PR #420, opened 2026-09-07
Stop two concurrent smoke-test runs from deleting each other's download

jizhi0v0:
`installPipelineDryRun` fails intermittently on machines with real Sparkle apps — measured 3 failures in 5 runs — always with the same shape on the Helium candidate:

```
".duo-download-<uuid>.partial" couldn't be moved to
"DuoUpdaterTest-net.imput.helium-b233bd2839efd54c" because either the former
doesn't exist, or the folder containing the latter doesn't exist.
```

## Cause

The scratch directory name is process-independent in **both** halves. `scratchSlug` is deliberately stable across launches (a SHA-256 of the installed app's path, so a crashed install can reclaim its dir by name), and `FileManager.temporaryDirectory` is per-*user*, not per-process. So every test process on the machine running this test for the same app named the **same** directory — and the test's `try? removeItem(at: workDir)` on the way in and its `defer { try? removeItem(at: workDir) }` on the way out were aimed at each other. Each run deletes the other's in-flight download; the loser's `Downloader.finalizePartial()` renames into a directory that is gone.

Concurrent runs are routine here — this repo is worked in several worktrees at once, the same hazard `scripts/derived_data_path.py` exists to solve for xcodebuild.

## Not a timeout, and not the vendor

Every deleter of the `.partial` was traced: the pre-transfer sweep, `startFresh()` (which recreates it immediately), and `download`'s `defer` (which runs after it returns, by which point a successful transfer has already moved the file). `finalizePartial` runs inside `didCompleteWithError` *before* the continuation resumes. No in-process path leaves the partial missing at rename time — the deletion comes from outside the process. The observed correlation with slow runs is a co-symptom: the competing run both halved the bandwidth and destroyed the directory.

Worth calling out separately: the failure is reported as `install path broken for: Helium`. A collision arrives dressed as vendor breakage, in the one test whose job is to report vendor breakage.

## Fix

Per-run UUID in the directory name, so it is nobody else's path, and the destructive pre-clean is gone. A unique name can no longer be reclaimed by name, so a run killed mid-download would leak ~120 MB per crash — stale siblings are swept instead, **age-gated at six hours**, because "not mine" is exactly the judgement that caused the collision, and a live download can legitimately run long on a slow link.

## Verification

- **Red first.** Two concurrent `swift test --filter installPipelineDryRun`, given separate `--scratch-path`s so SwiftPM's build lock doesn't serialise them: both failed with the exact message above, on that exact directory name. (Without separate scratch paths they serialise and both pass — that masked the bug on two earlier attempts.)
- Solo runs before the fix: 4/4 pass, ~20s each.
- **Green after.** Same concurrent pair, run twice: 4/4 pass, 0 leftover scratch dirs in `$TMPDIR`.
- `scripts/run-with-hang-report.sh 1800 make test` → exit 0, 2433 tests in 201 suites + 223 app tests, all python gates green.

## Not verified

Which process was competing during the originally reported 5 runs. Nothing periodic is registered for it (no `DUO_INSTALL_SMOKE` launchd job on this machine), so another worktree's `make test` is the likely partner — inference, not measurement.

This stays invisible to CI either way: the test guards on `!targets.isEmpty` and a GitHub runner has no Sparkle apps installed, so it returns early there.

### DIFF
--- a/DuoUpdaterCore/Tests/DuoUpdaterCoreTests/InstallPipelineSmokeTests.swift
+++ b/DuoUpdaterCore/Tests/DuoUpdaterCoreTests/InstallPipelineSmokeTests.swift
@@ -80,11 +80,33 @@ private func verifyGates(
     // built a nested `DuoUpdaterTest-/Users/.../Foo.app` tree whose empty parent
     // directories outlived the run. Harmless once a day by hand; not something
     // to leave behind on a runner that now does this for every app, nightly.
+    //
+    // The UUID is what keeps the name from being a SHARED path. `scratchSlug` is
+    // deliberately stable across launches (it is a SHA-256 of the installed app's
+    // path, so a crashed install can reclaim its dir by name), and
+    // `temporaryDirectory` is per-user, not per-process — so without it, every
+    // process on this Mac running this test for the same app names the SAME
+    // directory, and the two lines below are then aimed at each other: each run
+    // deletes the other's in-flight download, and the loser's `Downloader` fails
+    // its final rename with "either the former doesn't exist, or the folder
+    // containing the latter doesn't exist". Measured 2026-09-07: two concurrent
+    // `swift test --filter installPipelineDryRun` (separate `--scratch-path`s, so
+    // SwiftPM's build lock doesn't serialise them) both failed that way, on
+    // `DuoUpdaterTest-net.imput.helium-b233bd2839efd54c`. That is a collision, not
+    // a vendor problem — but it arrives dressed as one, in a test whose whole job
+    // is to report vendor breakage. Concurrent runs are routine here: this repo is
+    // worked in several worktrees at once, which is the same hazard
+    // `scripts/derived_data_path.py` exists to solve for xcodebuild.
     let workDir = FileManager.default.temporaryDirectory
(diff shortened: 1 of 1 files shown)


jizhi0v0:
Review pass found one issue in the age gate I added, now fixed in 00b2eeb8.

**`sweepStaleScratchDirs` dated a live download from when it started, not from its last progress.** A directory's mtime records changes to its *entries*, not writes into them — measured: creating a `.partial` stamps the dir, appending 5 MB to that file three seconds later moves the file's mtime and leaves the dir's untouched. So a transfer running past the six-hour gate (a large payload on a throttled link, across up to `maxAttempts` resumes) looked abandoned to a run starting beside it and would be deleted mid-flight — the exact collision this PR removes. The comment justifying the gate named that case explicitly, so the guard was right and the discriminator was wrong.

Now keyed on the newest modification one level inside the directory. Verified with a staged pair in `TMPDIR` — a dir whose own mtime is 10h old with a child written just now, and one where both are 10h old: the live one survives, the stale one is deleted. Mutated back to reading only the dir's own mtime and the live one is deleted, so the check measures this code rather than the fixture.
○ ○ ○ ○ ○
> _WORK INSTRUCTIONS_
Take each line of the material above that holds the string "once" and copy it.

> _EXERCISE SOLUTION_
Concurrent runs are routine here — this repo is worked in several worktrees at once, the same hazard `scripts/derived_data_path.py` exists to solve for xcodebuild.
     // directories outlived the run. Harmless once a day by hand; not something
+    // worked in several worktrees at once, which is the same hazard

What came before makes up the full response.